▶ _Records supplied_
Issue #252, opened 2026-07-31
A relative optimizer_instructions_file resolves differently in check and run — run silently falls back to a generic template


OsherElhadad:
A relative `optimizer_instructions_file` in `capevolve.yaml` is resolved against **two different base directories** by `cap-evolve check` and `cap-evolve run`. `check` passes; `run` silently drops the flag and the optimizer receives a **generic template telling it to edit code the project does not have**.

## The asymmetry, verified on `main`
`skills/phases/implement-and-check/scripts/pipeline_selftest.py:73-77` resolves **project-relative** and *reports a problem* when missing:
```python
instr_rel = str(spec.get("optimizer_instructions_file") or "optimizer/INSTRUCTIONS.md")
instr_path = project / instr_rel
if not instr_path.exists():
    problems.append(f"optimizer_instructions_file points at a missing file: {instr_rel} ...")
```
`core/cap_evolve/cli.py` resolves the same key against the **caller's cwd** (`project` is itself the relative `".capevolve/project"`, cli.py:194-196), and on a miss simply **omits the flag** — no warning, no problem, exit 0. `harness.py:1790` then falls back to the generic template, and `harness.py:1792` has a bare `except` that also lands there.

So the hard gate greenlights a spec that `run` silently ignores. `check` is supposed to be the thing that catches a half-wired project.

## Observed consequence
Found while building #124's cheap-real example (PR #249): the optimizer was handed the **tau2 "edit the tool code" template** for a project with **no tools**, and spent real money optimizing the wrong task. The run completed with exit 0 and a plausible-looking number. From the outside it was indistinguishable from an honest result.

This is the epic's signature failure at its most expensive: the fallback is silent, the wrong instructions are *plausible*, and the only symptom is a bad score that reads as a hard benchmark.

## Fix
1. **One resolution rule, in one place.** Resolve `optimizer_instructions_file` (and every sibling path key — `target_profile_file` has the same shape at `cli.py:390-395`) **project-relative**, matching what the selftest already validates. A spec path should mean the same thing to every consumer.
2. **Never fall back silently.** If the file is named and missing, that is a spec error: fail, or at minimum warn on stderr naming the resolved path tried. Compare **#251** — three layers were discarding optimizer stderr on success, so even an existing warning would not have surfaced. Fix this one after or alongside that.
3. **Remove the bare `except` at `harness.py:1792`** that routes any failure to the generic template. A parse error and "no file configured" are different facts and must not share an outcome.
[...]

Issue #251, opened 2026-07-30
Optimizer stderr is discarded on success by three separate capture_output layers — agent CLI diagnostics never reach the user


OsherElhadad:
Three independent layers capture the optimizer subprocess's stderr and discard it **on success**, so anything an agent CLI writes to stderr during a normal run is invisible to the user.

## Verified on `main`
```
$ grep -c 'capture_output=True' core/cap_evolve/harness.py core/cap_evolve/cli.py \
      skills/optimizers/run-optimizer/scripts/run.py
core/cap_evolve/harness.py:1
core/cap_evolve/cli.py:1
skills/optimizers/run-optimizer/scripts/run.py:1
```
`run-optimizer/scripts/run.py:298` → `harness.py:450` → `cli.py:436`. Each wraps the next; each keeps stderr only to attach it to an *error*. On a zero-exit run all three drop it.

## How it was found
While fixing #133 (PR #248), a `_mock_apply.py` warning was added for the case where no mock script is findable — the defect being that the documented quickstart path silently produced `test_reward 0.0` with exit 0 and no diagnostic. **Adding the warning was not enough: it never reached the user**, because all three layers swallowed it on the successful path. Fixing one or two layers would have looked correct and changed nothing.

## Why it matters beyond that one warning
- **Any** optimizer CLI's diagnostics are lost: rate-limit notices, deprecation warnings, partial-failure messages, "model not found, falling back to…", auth warnings. All are exactly the information a user needs when a run completes but the numbers look wrong.
- It compounds the epic's most repeated defect — silence that looks like success. A run that finishes with exit 0 and a bad number, where the subprocess *did* explain why, is the worst version of that: the explanation existed and was thrown away.
- It also hid a real bug during this batch: a relative `optimizer_instructions_file` silently falls back to the generic template (found in #124/PR #249), so the optimizer received tau2 "edit the tool code" advice for a project with no tools and **optimized the wrong task**. Any stderr from that path would have gone nowhere.

## Status
**Fixed in PR #248** — all three layers now relay stderr on success, verified end to end (the warning appears, exit stays 0, and stdout remains exactly one JSON object per #217). 213 tests pass with it.

This issue exists because that fix is **cross-cutting plumbing landing inside a quickstart PR**. Its author flagged the scope honestly: `harness.py`, `cli.py` and `run-optimizer` are shared, so #248 now carries a small behavioural change for *every* optimizer, not just the quickstart path. Filing it so:
[...]

Issue #217, opened 2026-07-29
cap-evolve run prints two JSON objects to stdout — the machine-readable contract has never been parseable


OsherElhadad:
`cap-evolve run` prints **two** concatenated JSON objects to stdout, so the documented machine-readable contract has never actually worked. Any script doing `cap-evolve run ... | jq` or `json.loads(...)` fails.

## Verified on `main`
`core/cap_evolve/cli.py:177-180`
```python
if dash_mode == "auto":
    status = dashboard_launch.maybe_launch(
        proj_abs.parent, mode=dash_mode, port=dash_port, open_browser=True)
    print(json.dumps(status))          # ← object #1 on stdout
```
…then `_cmd_run` prints the final report object at the end — object #2. Result:
```
$ cap-evolve run --spec ... | python -c 'import json,sys; json.load(sys.stdin)'
json.decoder.JSONDecodeError: Extra data: line 2 column 1 (char 39)
```

`dash_mode` defaults to `auto`, and `maybe_launch` prints its status whether the dashboard **launches or is skipped** — so this fires on essentially every default run, not an edge case.

## Why it matters
- `RUN.md` and the docs present the final object as the machine-readable result. It isn't parseable, so any automation built on it breaks on the first run.
- It's silent: both objects are individually valid JSON, so a reader eyeballing the output sees nothing wrong. Only a parser notices.
- It defeats the separation the project already decided on: #116 (PR #191) deliberately routes human-facing progress to **stderr** precisely so stdout stays a single parseable object. This line predates that convention and contradicts it.

## Fix
Move the dashboard-launch status to **stderr** (it is progress/diagnostic information, not the run's result), leaving exactly one JSON object on stdout. PR #214 (issue #137) already does this and proves it:
```
json.loads OK — keys: ['baseline_val', 'best_id', 'dashboard', 'dashboard_server',
 'iterations', 'run_dir', 'test_baseline_reward', 'test_delta', 'test_pass_k', 'test_reward']
```
Note the final object already carries `dashboard` and `dashboard_server` keys, so no information is lost by moving the early line off stdout.

`examples/toy_calc/run.sh` has the same defect in shell form (a `Working directory:` echo on stdout) — also fixed in #214.

## Acceptance
- `cap-evolve run` stdout parses as exactly one JSON object, with the dashboard launched **and** skipped (test both — the skip branch also printed).
[...]

PR #357, opened 2026-08-22
fix(optimizer): a step that never got its prompt must not look like a step that proposed nothing (#251, #252)

### LINKED ISSUE #354: run-optimizer silently substitutes an EMPTY prompt when --prompt names a missing file, and exits 0
`skills/optimizers/run-optimizer/scripts/run.py` substitutes an **empty prompt** when
`--prompt` names a file that does not exist, and exits 0.

## Verified on `main`

`run.py:249`:

```python
prompt_path = Path(args.prompt).resolve()
prompt_text = prompt_path.read_text(encoding="utf-8") if prompt_path.exists() else ""
```

Reproduced:

```
$ python skills/optimizers/run-optimizer/scripts/run.py --name mock \
    --workdir /tmp/rotestA --prompt /tmp/rotestA/NOPE.md
{"optimizer": "mock", "cli_present": true, "returncode": 0, "auth_present": [],
 "stdout_tail": "{\"optimizer\": \"mock\", \"applied\": [], \"note\": \"no mock_script.json found; no edits made\"}\n",
 "stderr_tail": ""}
EXIT=0
```

No error, no warning, exit 0.

## Why it matters

`{prompt_text}` is inlined by **10 of the 14 registry rows** (`claude-code`, `codex`,
`gemini-cli`, `opencode`, `ibm-bob`, `cursor`, `droid`, `copilot`, `kimi`, `pi`), so the
expansion becomes e.g. `claude -p '' --permission-mode acceptEdits …` — a real, billed
agent invocation with **no instructions at all**. The iteration then produces no edit, the
gate rejects the candidate as "the optimizer had nothing to propose", and the run reports a
plausible number. From the outside it is indistinguishable from an honest iteration where
the optimizer genuinely had no ideas — which corrupts the run's evidence, not just one step.

`--prompt` is already mandatory (`run.py:233-234`). A mandatory path that silently resolves
to `""` is strictly worse than a missing flag.

## Fix

Make a named-but-missing prompt a hard error, matching the existing `cli_present: false`
shape at `run.py:288-292`: print `{"optimizer": …, "error": "--prompt file does not exist: <resolved path>"}`
and return 2.

## Acceptance

- `run.py --prompt <missing>` exits non-zero with an error naming the **resolved** path.
- No code path sends `prompt_text=""` to a non-`mock` row.
- Pinned by a regression test.

## Family

Same signature as #252 (silent plausible fallback → wrong work → exit 0) and #251 (the
diagnostic that would have explained it is discarded). All three are being fixed together:
an optimizer step that did not get what it needed must not look like a successful step that
had nothing to propose.

Found while re-verifying #251/#252 against current `main` during the review of
`skills/optimizers/run-optimizer`.

OsherElhadad:
Three verified bugs in the optimizer invocation path. One PR, because they are all the
same failure: **the optimizer subprocess doesn't get what it needed, and nobody finds out.**

The unifying rule this PR enforces: *an optimizer step that did not get what it needed must
not look like a successful step that had nothing to propose.* That confusion does not waste
one iteration — it corrupts the run's evidence, because the gate's "rejected: no
improvement" becomes indistinguishable from "the optimizer was never given a chance".

Fixes #354 (opened for bug A, which had no issue), #251, #252.

---

## A — silent empty prompt (#354)

`run.py:249` substituted `prompt_text = ""` when `--prompt` named a missing file, and exited 0.
For the **10 rows that inline `{prompt_text}`** that expands to e.g. `claude -p '' …` — a real,
billed agent invocation with no instructions.

**Before**
```
$ python skills/optimizers/run-optimizer/scripts/run.py --name mock \
    --workdir /tmp/rotestA --prompt /tmp/rotestA/NOPE.md
{"optimizer": "mock", "cli_present": true, "returncode": 0, "auth_present": [],
 "stdout_tail": "{\"optimizer\": \"mock\", \"applied\": [], \"note\": \"no mock_script.json found; no edits made\"}\n",
 "stderr_tail": ""}
EXIT=0
```

**After**
```
$ python skills/optimizers/run-optimizer/scripts/run.py --name mock \
    --workdir /tmp/rotestA --prompt /tmp/rotestA/NOPE.md
{"optimizer": "mock", "error": "--prompt file does not exist: /private/tmp/rotestA/NOPE.md"}
EXIT=2

$ ... --prompt /tmp/rotestA/INSTRUCTIONS.md          # existing file, unchanged
{"optimizer": "mock", "cli_present": true, "returncode": 0, ...}
EXIT=0
```

The runner never reaches the agent CLI, so nothing is billed. `--prompt` was already
mandatory; a mandatory path that resolves to `""` is strictly worse than a missing flag.

---

## B — discarded stderr (#251)

All three `capture_output=True` layers still dropped the optimizer's stderr on the **zero-exit**
path, confirmed on `main` (PR #248's fix is not present).

**Repro: a stub "optimizer" that writes a real diagnostic and exits 0**
```sh
$ cat /tmp/rotestB/stub_agent.sh
#!/bin/sh
echo "STUB-DIAGNOSTIC: rate limit hit, model fell back to a cheaper one" >&2
exit 0
$ export CAPEVOLVE_OPTIMIZER_CMD="/tmp/rotestB/stub_agent.sh --workdir {workdir} --prompt {prompt}"
```

**Before**
```
# layer 1 — run.py
$ python .../run.py --name generic --workdir /tmp/rotestB --prompt /tmp/rotestB/INSTRUCTIONS.md 2>err
{"optimizer": "generic", ..., "returncode": 0, "stderr_tail": "STUB-DIAGNOSTIC: ...\n"}
EXIT=0
run.py OWN stderr: []                        <- buried inside the JSON, never relayed

# layer 2 — harness.optimizer_from_command
optimizer_from_command returned: None
harness caller's stderr: []                  <- the whole payload dropped on returncode 0

# layer 3 — cli.py `run()` reads proc.stderr only on the failure branches
```

**After**
```
# layer 1
run.py OWN stderr: [STUB-DIAGNOSTIC: rate limit hit, model fell back to a cheaper one]
EXIT=0
stdout json objects: 1
stdout parses as exactly one JSON object: OK          <- #217 intact

# layer 2
optimizer_from_command returned: {"stderr": "STUB-DIAGNOSTIC: rate limit hit, ...\n"}
```

**End to end** (the toy wiring with no `mock_script.json`, i.e. #251's own founding example —
a real optimizer that explains itself and exits 0):
```
--- persisted in the run dir ---
$D/.capevolve/run_e2e/work/cand_0001.optimizer.stderr
$D/.capevolve/run_e2e/work/cand_0002.optimizer.stderr
--- content ---
mock optimizer: no mock_script.json found; no edits made (looked under .../cand_0001 and $CAPEVOLVE_MOCK_SCRIPT)
--- event stream ---
"kind": "optimizer_stderr", "candidate": "cand_0001", "path": "work/cand_0001.optimizer.stderr", "chars": 212, "tail": "mock optimizer: no mock_script.json found; ..."
```

### Volume: what goes where, and why

| stream | choice | reason |
|---|---|---|
| `run.py` → its own stderr | **always relay**, verbatim | the runner is the only place that has the child's stderr as a stream; `stdout` is the one-JSON contract (#217) so `stderr` is the free channel, and a stream survives the layers above |
| harness → run dir + event stream | **capture, persist to `work/<cand>.optimizer.stderr`, log `optimizer_stderr` with a 2 KB tail** | an agent CLI can be extremely chatty over a 50-iteration run. Dumping it to the terminal on success would bury the progress output the user is actually watching, and the interesting case is usually read *after* the run, next to the candidate that produced it. Durable + attributable + greppable beats transient |
| cli.py phase steps → terminal stderr | **relay on success**, tail-clipped to 8 KB, guarded by the existing `_stderr_is_usable()` | there are only four phase steps per run and their stderr is normally empty, so volume is a non-issue; this is the half that makes a diagnostic actually reach a human in real time — and it is what carries bug C's new warning to the terminal |
| `stderr_tail` in the JSON | cap raised 500 → 800 to match `stdout_tail` | once stderr is a relayed stream, the tail is only a convenience field; the asymmetric 500 was just noise |

`_mock_apply.py`'s "no mock_script.json found" note also moved from **stdout to stderr** — it was
on the wrong stream *and* discarded by both layers above, which is why #251 says adding that
warning changed nothing.

Contract now stated in `CONTRIBUTING.md` next to the stdout half: **stdout is captured and
parsed, stderr is relayed** — on the zero-exit path too.

---

## C — instructions-path resolution (#252)

One relative `optimizer_instructions_file`, **three different answers**. Repro fixture: a
project-scoped template at `$D/.capevolve/project/optimizer/INSTRUCTIONS.md` and a cwd-relative
decoy at the same relative path, each marked, then read back from what the optimizer *actually
received* (`candidates/*/INSTRUCTIONS.md`).

**Before**
```
--- (1) check / pipeline_selftest resolution (project-relative) ---
  "ok": true,
    "optimizer template OK with intact placeholders: optimizer/INSTRUCTIONS.md"
--- (2) run, invoked from $D (cwd == workdir) ---
    optimizer actually received: CWD-DECOY-MARKER
--- (3) run, invoked from /tmp (different cwd, absolute --project) ---
    optimizer actually received: NEITHER (silent generic-template fallback)
```

**After**
```
--- (1) check / pipeline_selftest resolution (project-relative) ---
  "ok": true, ...
--- (2) run, invoked from $D (cwd == workdir) ---
    optimizer actually received: PROJECT-SCOPED-MARKER
--- (3) run, invoked from /tmp (different cwd, absolute --project) ---
    optimizer actually received: PROJECT-SCOPED-MARKER
```

- `specfile.resolve_project_path(project, value)` is the **single rule**: a relative spec path
  is project-relative; absolute is returned unchanged. Used by `cap-evolve run` *and*
  `implement-and-check`'s `pipeline_selftest`, so a spec the gate passes cannot have a path the
  run resolves to a different file. A test asserts both call it.
- It resolves against the **absolute** project dir. Resolving against the relative
  `".capevolve/project"` was case 3: "project-relative" was still cwd-dependent. Also applied to
  the sibling `runner_repo_path`, which had the identical two-probe shape.
- A miss now **warns**, naming the path tried:
  ```
  warning: optimizer_instructions_file 'optimizer/INSTRUCTIONS.md' does not exist (resolved
  project-relative to /.../.capevolve/project/optimizer/INSTRUCTIONS.md) — the optimizer will
  get cap-evolve's GENERIC template, not your capability-scoped one; `cap-evolve check` and the
  implement-and-check self-test catch this
  ```
- `_focus_instructions`' silent fallbacks are gone: the bare `except` is now `except OSError` with
  a reason, and the third silent path (a named, readable template that lacks `{{FOCUS_SUMMARY}}`)
  also announces itself. A template that was never *named* stays quiet — there is nothing to report.
- **Not made fatal, deliberately.** Missing capability-scoped instructions ≠ no instructions:
  there is a complete built-in template, so the proportionate response is a loud diagnostic, not
  killing a long run. The empty *prompt* (bug A) is the one that must be fatal, because there the
  optimizer gets literally nothing. This satisfies #252's "fails **or warns visibly**".
- `examples/toy_calc/run.sh` now copies `templates/project/optimizer/` — its spec names
  `optimizer/INSTRUCTIONS.md` and the example never shipped it, so the toy was silently running on
  the generic fallback (and would now warn on every run). One line; the shipped example is
  correctly wired and quiet.

Note how B and C interlock: C's warning reaches a terminal **only because** of B's layer-3 fix.
That is exactly #251's point — a warning nobody can see is not a fix.

---

## Evidence

```
$ python -m pytest core/tests -q 2>&1 | tail -25
797 passed, 12 skipped in 114.02s (0:01:54)

$ python skills/optimizers/run-optimizer/scripts/check.py
{"notes":[...],"ok":true,"problems":[],"skill":"run-optimizer"}

$ bash examples/toy_calc/run.sh 2>&1 | tail -15
{
  "best_id": "cand_0001",
  "baseline_val": 0.0,
  "test_reward": 1.0,
  "test_baseline_reward": 0.0,
  "test_delta": 1.0,
  "test_pass_k": {"1": 1.0},
  "iterations": 3,
  ...
}
```

### Regression tests

New file `core/tests/test_optimizer_subprocess_silence.py` (8 tests) — deliberately a **new
file**, to avoid colliding with the agents concurrently editing `core/tests/test_core.py`.
Verified to fail before the fix and pass after:

```
# with the source changes reverted, the new tests only:
7 failed, 1 passed          (the 1 pass is the "an existing prompt still runs" control)
# with the fix:
8 passed
```

| test | bug |
|---|---|
| `test_missing_prompt_file_is_a_hard_error_not_an_empty_prompt` | A |
| `test_existing_prompt_file_still_runs` | A (control) |
| `test_run_py_relays_child_stderr_on_success_and_keeps_stdout_one_json` | B, layer 1 (+ #217) |
| `test_harness_keeps_optimizer_stderr_on_the_zero_exit_path` | B, layer 2 |
| `test_recorded_optimizer_stderr_is_persisted_and_logged` | B, persistence + event |
| `test_relative_spec_path_is_project_relative_regardless_of_cwd` | C (asserts a cwd decoy never wins) |
| `test_check_and_run_share_the_resolver` | C (`check` and `run` cannot diverge again) |
| `test_named_but_unrenderable_template_warns_instead_of_falling_back_silently` | C (all three fallbacks) |

---

## Merger notes — exact lines touched in shared files

`harness.py` is the highest-collision file in flight, so the diff there is surgical.
**Post-merge line numbers:**

| range | what | collides with |
|---|---|---|
| 612–621 | `optimizer_from_command._run`: keep `proc.stderr` on the zero-exit path in the returned report | nothing — no other agent is on the stderr path |
| 626–647 | **new** `_record_optimizer_stderr()` helper, inserted immediately before `_optimizer_failure_detail` | nothing; pure addition |
| 1516 | **one added line** in `run_step`'s propose block: `_record_optimizer_stderr(run_dir, cid, opt_report.get("stderr"))` | nothing |
| 2076–2096 | `_focus_instructions`' template-resolution block: `except OSError` + a reason instead of a bare `except`, and a warning before the generic fallback | ⚠️ **this is inside the optimizer-context assembly.** Contained to the ~10 lines around `tmpl_path = …` / the fallback boundary; the `repl` dict, every placeholder, and the whole fallback prose body are untouched. Whoever owns the context-assembly change should be able to take both. |

`_SNAPSHOT_IGNORE` (~1842) is **not touched** — that is the other agent's change, and none of
these three bugs need it.

Other files: `cli.py` (the `run()` helper + the hill-climb `--instructions-file` /
`--bench-repo` block), `specfile.py` (pure addition), `run.py`, `_mock_apply.py`,
`pipeline_selftest.py` (one line), `CONTRIBUTING.md`, `SKILL.md`,
`examples/toy_calc/run.sh` (one line).

Zero new runtime deps; no vendor branch anywhere — all 14 optimizers keep living as registry
rows (CONTEXT.md principle 1).

### Deliberately out of scope
- The rest of `run-optimizer`'s review (`_LEGACY_ALIASES` dead code, `_SNAPSHOT_IGNORE`
  derivation, `build_command`'s model-drop peek, SKILL.md's registry-field table, checked-in
  `__pycache__`) — real, but unrelated to "the subprocess failed and nobody found out".
- #252's wider audit of `dataset_source` / `split_ids_file` / `capability_path`. Fixed here:
  `optimizer_instructions_file` and `runner_repo_path`, the two that shared the broken two-probe
  shape at the same call site. The others are consumed elsewhere and deserve their own pass.
- Auditing every remaining `capture_output=True` on a scoring path (#251's own follow-up).

### DIFF
--- a/CONTRIBUTING.md
+++ b/CONTRIBUTING.md
@@ -29,6 +29,10 @@ See [docs/EXTENDING.md](docs/EXTENDING.md) for the token vocabulary and wiring.
   into a skill. Gate on val, seal test, report variance.
 - **Skills stay host-agnostic.** `scripts/run.py` must print a single JSON object
   to stdout (the contract), and must not depend on a specific agent host.
+- **Subprocess streams: stdout is captured and parsed, stderr is RELAYED** — on the
+  zero-exit path too. A step that exits 0 after explaining a problem must not look
+  like a step that had nothing to say. (Optimizer stderr is additionally persisted to
+  `work/<cand>.optimizer.stderr` and logged as an `optimizer_stderr` event.)
 - **Zero runtime deps in core.** Optional features go behind extras.
 - Add a test for any core change (`core/tests/`). Run `python -m compileall core skills`.
 
--- a/core/cap_evolve/cli.py
+++ b/core/cap_evolve/cli.py
@@ -687,7 +687,15 @@ def _cmd_run(argv):
     py = sys.executable
 
     def run(cmd):
-        return subprocess.run(cmd, capture_output=True, text=True, cwd=str(workdir))
+        proc = subprocess.run(cmd, capture_output=True, text=True, cwd=str(workdir))
+        # Relay a SUCCESSFUL step's stderr too. Only the failure paths below read
+        # proc.stderr, so a step that printed a real diagnostic and exited 0 (the
+        # optimizer's relayed warnings among them) was silently discarded here.
+        # Guarded by _stderr_is_usable(): under `2>&-` this would land in stdout and
+        # break the one-JSON-document contract.
+        if proc.returncode == 0 and proc.stderr and proc.stderr.strip() and _stderr_is_usable():
+            print(_clip(proc.stderr, head=0, tail=8000), file=sys.stderr, flush=True)
+        return proc
 
     # The run sequence is built from the manifest + spec (orchestrate validates the
     # needs/provides DAG); it now includes intake + the check gate before baseline.
@@ -868,18 +876,29 @@ def _cmd_run(argv):
     # as read-only optimizer context. Both are resolved project-relative if not absolute.
     # The instructions file defaults to the scaffolded project/optimizer/INSTRUCTIONS.md.
     if algorithm_name == "hill-climb":
+        from .specfile import resolve_project_path
         instr = spec.get("optimizer_instructions_file") or "optimizer/INSTRUCTIONS.md"
-        instr_p = Path(instr)
-        if not instr_p.is_absolute() and not instr_p.exists():
-            instr_p = Path(project) / instr
+        # ONE resolution rule, shared with implement-and-check's pipeline_selftest:
+        # a relative spec path is PROJECT-relative. It used to be probed against the
+        # caller's cwd first, so the same key resolved to a different file depending on
+        # where `cap-evolve run` was invoked from — and on a miss the flag was silently
+        # dropped and the optimizer got the generic template instead of the
+        # capability-scoped one intake authored (#252).
+        # proj_abs, not the relative `project`: resolving against a relative project
+        # dir is still cwd-dependent, which is the bug (#252). An absolute path is also
+        # safer for the subprocess, which runs with cwd=workdir.
+        instr_p = resolve_project_path(proj_abs, instr)
         if instr_p.exists():
             alg_cmd += ["--instructions-file", str(instr_p)]
+        elif _stderr_is_usable():
+            print(f"warning: optimizer_instructions_file {instr!r} does not exist "
+                  f"(resolved project-relative to {instr_p}) — the optimizer will get "
+                  f"cap-evolve's GENERIC template, not your capability-scoped one; "
+                  f"`cap-evolve check` and the implement-and-check self-test catch this",
+                  file=sys.stderr, flush=True)
         repo = spec.get("runner_repo_path")
         if repo:
-            repo_p = Path(str(repo))
-            if not repo_p.is_absolute() and not repo_p.exists():
-                repo_p = Path(project) / str(repo)
-            alg_cmd += ["--bench-repo", str(repo_p)]
+            alg_cmd += ["--bench-repo", str(resolve_project_path(proj_abs, str(repo)))]
         # Supporting source files (data models / types the tools import) copied verbatim
         # into the optimizer's ./guidance/sources/ so it can write correct code. Resolved
         # project-relative by the harness; we pass them through as given.
--- a/core/cap_evolve/harness.py
+++ b/core/cap_evolve/harness.py
@@ -609,10 +609,40 @@ def optimizer_from_command(cmd_template: list[str]) -> OptimizerFn:
             err.cost = _parse_optimizer_cost(proc.stdout)  # type: ignore[attr-defined]
             raise err
         # Capture optimizer spend (cost_usd/tokens) from run-optimizer's JSON payload
-        # so it counts against the budget and shows in the dashboard. Returns None
+        # so it counts against the budget and shows in the dashboard. Cost is None
         # when the agent CLI emitted no structured cost (spend stays unmeasured).
-        return _parse_optimizer_cost(proc.stdout)
+        report = _parse_optimizer_cost(proc.stdout) or {}
+        # Optimizer stderr on the SUCCESS path: keep it. A CLI that explains itself and
+        # then exits 0 (rate limit, model fallback, auth warning, "no script found") is
+        # the case where discarding stderr turns a step that never got what it needed
+        # into a step that merely proposed nothing. The caller persists it into the run
+        # dir and logs it; it is deliberately not dumped to the terminal on success.
+        if proc.stderr and proc.stderr.strip():
+            report["stderr"] = proc.stderr
+        return report or None
     return _run
+
+
+def _record_optimizer_stderr(run_dir, cid: str, text) -> None:
+    """Persist a SUCCESSFUL optimizer step's stderr and announce it in the event log.
+
+    Always captured, always written to ``work/<cid>.optimizer.stderr`` (durable and
+    reviewable next to the candidate that produced it), and surfaced as an
+    ``optimizer_stderr`` event with a tail — rather than dumped to the terminal,
+    which on a long run would bury the progress output the user is watching.
+    """
+    if not text or not str(text).strip():
+        return
+    text = str(text)
+    rel = f"work/{cid}.optimizer.stderr"
+    try:
+        dst = run_dir.root / rel
+        dst.parent.mkdir(parents=True, exist_ok=True)
+        dst.write_text(text, encoding="utf-8")
+    except OSError as e:
+        rel = f"<unwritable: {e}>"
+    run_dir.log_event("optimizer_stderr", candidate=cid, path=rel,
+                      chars=len(text), tail=text[-2000:])
 
 
 def _optimizer_failure_detail(proc: "subprocess.CompletedProcess") -> str:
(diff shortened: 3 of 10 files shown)


OsherElhadad:
Superseded by #393 — same three fixes rebased onto current main (22 PRs merged since this opened; #386/#391/#370 reworked the `_focus_instructions` region and #388/#391 replaced the `hill-climb` predicate in `cli.py` with `OPTIMIZER_CONTEXT_ALGORITHMS`). All three bugs re-verified fixed after the rebase, 820 passed / 12 skipped, and the 8 regression tests re-confirmed RED-able (7 failed, 1 control passed). Please close this in favour of #393.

▶ _The problem_
Go line by line through the material above and return each one that includes "spend".

▶ _Expected answer_
         # Capture optimizer spend (cost_usd/tokens) from run-optimizer's JSON payload
         # when the agent CLI emitted no structured cost (spend stays unmeasured).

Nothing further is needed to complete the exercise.